Task goal
Gather every line below where "project" appears.

[[ Available data, beginning ]]

PR #356, opened 2026-02-21
allow building with OTP-29

mikpe:
- fix old-style catch usage in `rebar3_hex_io` (it also had a broken match on `'Exit'` which should have been `'EXIT'`)
- enforce `nowarn_deprecated_catch` when building the `katana_code` dependency

### DIFF
--- a/rebar.config
+++ b/rebar.config
@@ -8,6 +8,11 @@
     {platform_define, "^[2-9]", 'POST_OTP_18'}
 ]}.
 
+%% Some dependencies don't yet build cleanly with OTP-29.
+{overrides, [
+     {add, katana_code, [{erl_opts, [nowarn_deprecated_catch]}]}
+]}.
+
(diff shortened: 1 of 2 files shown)


rebar.config
```diff
@@ -8,6 +8,11 @@
     {platform_define, "^[2-9]", 'POST_OTP_18'}
 ]}.
 
+%% Some dependencies don't yet build cleanly with OTP-29.
+{overrides, [
+     {add, katana_code, [{erl_opts, [nowarn_deprecated_catch]}]}
```
tsloughter, line 13: This is a dependency of rebar3_hex?

mikpe: > This is a dependency of rebar3_hex?

Yes, via `rebar3_hank` and `rebar3_ex_doc`.

tsloughter: Aah, project plugins, missed those. Thanks!

tsloughter (approved):

PR #1063, opened 2019-03-15
[playground] Modifies deposit condition

joelalejandro:
If at any point the local balance or the counterparty's balance get below 0.01, you'll not be seeing the apps-list anymore. You'll get an error message offering you to redirect to the exchange path.


joelalejandro:
@snario Please test with a different mnemonic before merging is possible. I think it covers most cases.

PR #1073, opened 2019-03-15
[playground] [playground-server] Implements Heartbeats API

joelalejandro:
:heartbeat: The Heartbeats API is called every 30 seconds (and as soon as the Playground is opened) to check the current data schema version and if there is a maintenance underway.

If the API fails to reply, the frontend will consider the backend is not available, and therefore won't run the Playground.

**Maintenance mode**
image

If there's a change in the schema's version number, it'll trigger the following modal, and once the user clicks through the button, the Node storage of that user will be wiped out. 

**Schema mismatch**
image

### How to enable maintenance mode
Set the env-var `PLAYGROUND_MAINTENANCE_MODE` to `"true"` in the Playground Server.

### How to change schema version
Set the env-var `PLAYGROUND_SCHEMA_VERSION` to the new version number.


ebryn:
The upgrade modal should probably say something about the fact that their channels will be losing all of their state, right?

joelalejandro:
@ebryn Yeah. It should also probably do something about re-create the state channel, because otherwise this will render the account unusable.

snario:
We should link to a video or something (maybe my EthCC talk as a placeholder) or maybe the Medium blog post in the "we'll be back soon" modal. "While you're waiting for us to get the demo back up; check out this video" or something.

joelalejandro:
@snario Sure, tell me what you want it to show and I'll add it. Should this make the API delete the user account so it can re-register?

snario:
> Sorry! We're currently working on a few things behind the scenes to keep the demo functional. Please come back later. In the meantime, follow us on Twitter @statechannels to learn more and keep up to date on the project.

?

PR #1074, opened 2019-03-15
[dapp-high-roller]: Forcibly restarts the game if you click "Exit"

joelalejandro:


ebryn:
Why though?

joelalejandro:
@ebryn For some reason it remains in the same state even if remove the related state to the appInstance. Didn't want to delay this too much, we can iterate and do something better later.

PR #1080, opened 2019-03-16
[node] More versatile and verbose logging

cf19drofxots:


cf19drofxots:
Unfortunately not. PG server uses Logepi which doesn't have out-of-box support for running in browsers (its README even says it's meant for Node.js apps)

PR #1081, opened 2019-03-18
[pg] Rename email to twitter to avoid issues

snario:


emansipater:
You didn't remove the email validity check, which runs after the wallet authorisation modal.

packages/playground/src/components/account/account-edit/account-edit.tsx
```diff
@@ -76,7 +76,7 @@ export class AccountEdit {
             value={this.changeset.username}
           />
           <form-input
-            label="Email address"
+            label="Twitter handle"
```
ebryn: :-1:

ebryn: Can we please leave email? I want a way for us to contact users in the future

[[ Available data, end ]]

Result
tsloughter: Aah, project plugins, missed those. Thanks!
> Sorry! We're currently working on a few things behind the scenes to keep the demo functional. Please come back later. In the meantime, follow us on Twitter @statechannels to learn more and keep up to date on the project.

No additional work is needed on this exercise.